[Opening Collected data section]

PR #3086, opened 2024-05-29
Reduce errors in decision logs that are operational

mjungsbluth:
Currently the Open Policy Agent filters send decision logs with an error to the control plane if the http path is invalid UTF-8 or if the evaluation is cancelled (the client closes the connection before the evaluation finishes).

[Closing Collected data section]

Work item | Output the whole listing above again, word for word.

Written solution |
PR #3086, opened 2024-05-29
Reduce errors in decision logs that are operational

mjungsbluth:
Currently the Open Policy Agent filters send decision logs with an error to the control plane if the http path is invalid UTF-8 or if the evaluation is cancelled (the client closes the connection before the evaluation finishes).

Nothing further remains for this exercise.